Not so smooth now…

They say that necessity is the mother of invention, but there’s a strong case to be made that automation is driving a lot of innovation too. As convenience stores and supermarkets have been introducing self-checkouts and automated drink dispensers, time and time again, people have been finding creative workarounds for them.

Granted, most of the time they involve crime, but there’s also a lot of potential for great ideas to be born too. In fact, one just occurred recently on social media using 7-Eleven’s relatively new smoothie machines. These involve selecting a cup of ingredients from the freezer and popping it into the dedicated machine to blend into a refreshing treat.

However, one free-thinker looked at their cup and said, “Nay!” Instead, they purchased a bottle of Mitsuya Cider – a carbonated drink similar to Sprite or 7-Up – and mixed that in with the chunks of fruit and other frozen ingredients instead. Thus, a new drink sensation was born and our reporter Maro went out to try it with three different types of 7-Eleven smoothie cups.

She bought a Strawberry-Banana-Soy, Berry-Berry-Yogurt, and Mango-Pineapple cup; all the flavors offered that day except for the more vegetable-heavy Green Smoothie which seemed a little too adventurous for this recipe. She then walked right past the smoothie machine and took them as is.

At home, she opened each one and poured some Mitsuya Cider in between the frozen chunks, which conveniently helped to keep the soda cold.

First, Maro tried out the Berry-Berry-Yogurt Smoothie for 330 yen (US$2.13). It looked outstanding, with large chunks of strawberry and blueberry with some banana in the mix and yogurt-flavored ice cubes.

It tasted just as good and the tangy drink was a perfect match for the sweet and sour fruits. The yogurt ice was slow to melt so Maro got a spoon and started eating it straight. It had a different feel from regular yogurt or ice cream and the whole thing was so filling she’d consider it more of a dessert than a drink.

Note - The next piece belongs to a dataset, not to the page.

PR #1193, opened 2021-01-21
fix(cfb): fix recalculation issue in default values

fkm-adfinis:
This adds a decorator to the field getter to stop Ember from recalculating the property too often.

`@computed("question", "value", "value.content", "model.slug")`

Next up was the Mango-Pineapple Smoothie for 300 yen. Its deceptively simple name leaves out the other complex tastes like pureed carrot, passionfruit, and banana.

With the light tropical flavors, Maro was expecting this one to be a slam dunk, but she felt the combination with Mitsuya Cider was a little off. The two flavors just didn’t mingle to her liking, but that could just be a matter of personal preference.

The final one was a wildcard. The Strawberry-Banana-Soy Smoothie for 330 yen seemed daunting due to its inclusion of soy milk, which doesn’t sound like a good match to mix with soda.

Maro was happy to find her lowered expectations were completely wrong as this one was very delicious too. The soy milk adds a mellower sweetness to the drink that doesn’t clash at all with the other flavors.

As for the distinct taste of soy milk that turns some off, it’s barely noticeable in this concoction, and the plentiful banana chunks help give this a creamy feel similar to a Frappuccino.

Still, if Maro had to choose a favorite, it’d be the Berry-Berry-Yogurt Smoothie. It’s just a solid mix that’s sure to have mass appeal. If you want to try this for the first time, it’d be the most reliable choice.

There’s also a wide range of drinks to choose from for mixing with frozen smoothie ingredients. Maro took out some sparkling wine and made a fun little sangria with it.

Whoever thought of this idea truly was a genius and a reminder that rules were made to be broken… preferably for delicious drinks rather than theft, of course.